Затем пришла юность — примерно половину той поры я провел запершись в ванной, спуская в унитаз или в корзину с грязным бельем, или брызгая на зеркальную дверцу аптечки, перед которой я стоял со спущенными штанами и всматривался в свое отражение, стараясь не упустить ни одной подробности. Бывало и так: склонившись к дергающемуся кулаку, зажмурясь и разинув рот, я поджидал, когда из моего члена ударит клейкая струя, чтобы поймать ее на язык. Сделать это с закрытыми глазами было непросто, и я частенько в экстазе оказывался заляпанным с головы до ног. Так я и вел по жизни свой восставший облупленный член — сквозь мир замызганных носовых платков, скомканных бинтов и перепачканных пижам, — постоянно трясясь от страха быть застигнутым в тот самый момент, когда буду кончать. Но, несмотря на это, я никак не мог заставить себя держать лапы подальше от хрена.
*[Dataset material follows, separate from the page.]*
PR #871, opened 2019-12-04
fix(debounce): simplify debounce to always return the last resolved value

Joelkang:
In v1 we had the `onUpdate` and `onCreate` callbacks. I previously used this to read the state so that I can update my tooltip (which is rendered in react).

Given that now we no longer have these callbacks, we should be able to do `tooltip.update().then(lastRenderedState => ...)`.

Как только тот начинал ползти вверх, к пупку, я отпрашивался с урока, мчался по коридору в сортир и, подергав своего приятеля раз десять-пятнадцать, спускал в писсуар. По субботам, когда мы с приятелями ходили в кино, я, улучив момент, пока те в перерыве отправлялись в фойе купить леденцов, забирался на балкон и, скорчившись в последнем ряду, извергал свое семя в пакет из-под воздушной кукурузы. Однажды, когда мы всей семьей выехали на пикник, я почистил яблоко, разрезал его пополам, выскреб сердцевинку, увидел к вящему своему изумлению (благодаря преследовавшей меня навязчивой идее) на что это похоже, бросился в лес, упал на землю и сунул член в холодную и рыхлую выемку яблока, воображая, что выемка эта на самом деле находится между ног того мифического создания, которое называло меня Большим Парнем, вымаливая у меня то, чего не удостаивалась еще ни одна девушка за всю историю. «О, засунь его в меня, Большой Парень», — стонало яблоко, которое я трахал во время того пикника. «О, Большой Парень, трахни меня!» — умоляла молочная бутылка, которую я хранил в подвале, и которую яростно насиловал после школы, смазав предварительно член вазелином. «Давай, Большой Парень, давай!» — повизгивала говяжья печенка, купленная мной в один прекрасный день в мясной лавке. Хотите верьте, хотите — нет, но я, совершенно обезумев, изнасиловал тот кусок мяса по дороге на занятия по подготовке к бар-мицве, спрятавшись за афишной тумбой.